There are various types of intermolecular forces, as discussed below:

Dipole-Dipole Interactions

These attraction forces exist between polar molecules. The cause for the emergence of these forces is self-evident. Permanent dipoles exist in polar compounds. As a result, the positive pole of one molecule is attracted to the negative pole of the other. A basic example is \({\rm{HCl}}\), in which the chlorine end obtains a tiny negative charge, and the hydrogen end becomes slightly positively charged due to their electronegativity difference. The \({\rm{HCl}}\) molecules then engage in dipole-dipole interactions.  

The amount of dipole-dipole forces in various polar compounds may be anticipated based on the polarity of the molecules, which is determined by the electronegativities of the atoms present in the molecule as well as the molecule’s geometry (in the case of polyatomic molecules, containing more than two atoms in a molecule) The dipole moments of molecules are commonly used to express the polarities of molecules. For example, the dipole values of \({\rm{P}}{{\rm{H}}_3}\) and \({{\rm{H}}_{\rm{2}}}{\rm{S}}\) are \({\rm{0}}{\rm{.58D}}\) and \({\rm{0}}{\rm{.95D}}\), respectively, indicating that \({{\rm{H}}_{\rm{2}}}{\rm{S}}\) has a higher dipole moment than that of \({\rm{P}}{{\rm{H}}_3}\).

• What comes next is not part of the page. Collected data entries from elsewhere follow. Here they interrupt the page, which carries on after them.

PR #2416, opened 2019-07-17
escape || inside markdown table

mhowlett:
alternatively could surround the default value in back ticks.


src/rdkafka_conf.c
```diff
@@ -746,7 +746,7 @@ static const struct rd_kafka_property rd_kafka_properties[] = {
           .sdef =
           /* First attempt to refresh, else acquire. */
           "kinit -R -t \"%{sasl.kerberos.keytab}\" "
-          "-k %{sasl.kerberos.principal} || "
+          "-k %{sasl.kerberos.principal} \\|\\| "
```
edenhill: I'm not sure this will work since this string is eventually used to refresh the ticket.

mhowlett: ahh, right.

one alternative might be to render all default values inside back ticks (or just this property as a special case), however i just checked how that markdown renders on github, and it doesn't work.

another alternative would be to escape | characters during table render. I don't see a problem with that. Will do that. Note: the intellisense in C# generated from this will include the escape characters, but I think that's pretty inconsequential.

mhowlett: let me know if that sounds like a good idea to you. i mean a string replace of | with \| about here: https://github.com/edenhill/librdkafka/blob/master/src/rdkafka_conf.c#L2871

also, advice on how you would do a string replace would be appreciated as it seems like something you might have other ideas on than me.

AndyPook: If I'm understanding this correctly (?)
The `||` is confusing the "parsing" of this page in confluent-kafka (used to code-gen some Config classes).
In my PR https://github.com/confluentinc/confluent-kafka-dotnet/pull/979 I've made the parsing a little "smarter" to not treat the `||` as a column delimiter.
If that works then this change is not necessary :)

edenhill: Github markdown parser fails on this too, the pipes are considered column separators.

Adding backticks does not help, in fact it crashes the GH markdown previewer 🤷‍♂ 

Backticks and escaping works, which makes a markdown rendered file (such as on github) show the correct command, while anyone viewing the file as-is will see the backslashing quoting.
We might be fine with that, or we could generate a CONFIGURATION.txt without the markdown quoting.

As for now I suggest we go ahead with the escaping when generating the .md file (do this outside of rdkafka_conf.c with sed in Makefile).

mhowlett: ok, sounds good.

Makefile
```diff
@@ -27,6 +27,7 @@ CONFIGURATION.md: src/rdkafka.h examples
 	@printf "$(MKL_YELLOW)Updating$(MKL_CLR_RESET)\n"
 	@echo "# Configuration properties" > CONFIGURATION.md.tmp
 	@(examples/rdkafka_performance -X list >> CONFIGURATION.md.tmp; \
+		sed -i 's/||/\\|\\|/g' CONFIGURATION.md.tmp; \
```
edenhill: `-i` is non-standard, use a pipe from the previous command instead:
```
@(examples/rdkafka_performance -X list | \
		sed 's/||/\\|\\|/g' >> \
                 CONFIGURATION.md.tmp; \
```

PR #2420, opened 2019-07-18
use hostname when validating hostname

hunterjackson:
See issue https://github.com/edenhill/librdkafka/issues/2419 for more background


edenhill:
Thank you!

hunterjackson:
Do you have an ETA on when this will make it into a release?

edenhill:
mid/end august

Despite the fact that their molecular masses are virtually identical, \({{\rm{H}}_{\rm{2}}}{\rm{S}}\) has a greater melting and boiling point than \({\rm{P}}{{\rm{H}}_3}\).

Ion-Dipole Interactions

This is the attraction between a polar molecule and an ion (cation or anion). When \({\rm{NaCl}}\) is dissolved in water, the polar water molecules are attracted to the \({\rm{N}}{{\rm{a}}^ + }\) and \({\rm{C}}{{\rm{l}}^ – }\) ions (a process known as ion hydration), as seen in the diagram below. The strength of this contact is determined by the polar molecule’s dipole moment and size, as well as the charge and size of the ion. Because the cation has a higher charge density than the same-charged anion, this contact is usually stronger with the cation. Furthermore, because \({\rm{CC}}{{\rm{l}}_{\rm{4}}}\) is nonpolar, it cannot interact with the cations \({\rm{N}}{{\rm{a}}^ + }\) and \({\rm{C}}{{\rm{l}}^ – }\). As a result, \({\rm{NaCl}}\) is insoluble in \({\rm{CC}}{{\rm{l}}_{\rm{4}}}\). Because the charge of any ion is substantially more than the charge of a dipole moment, ion-dipole attraction forces are stronger than dipole-dipole interactions.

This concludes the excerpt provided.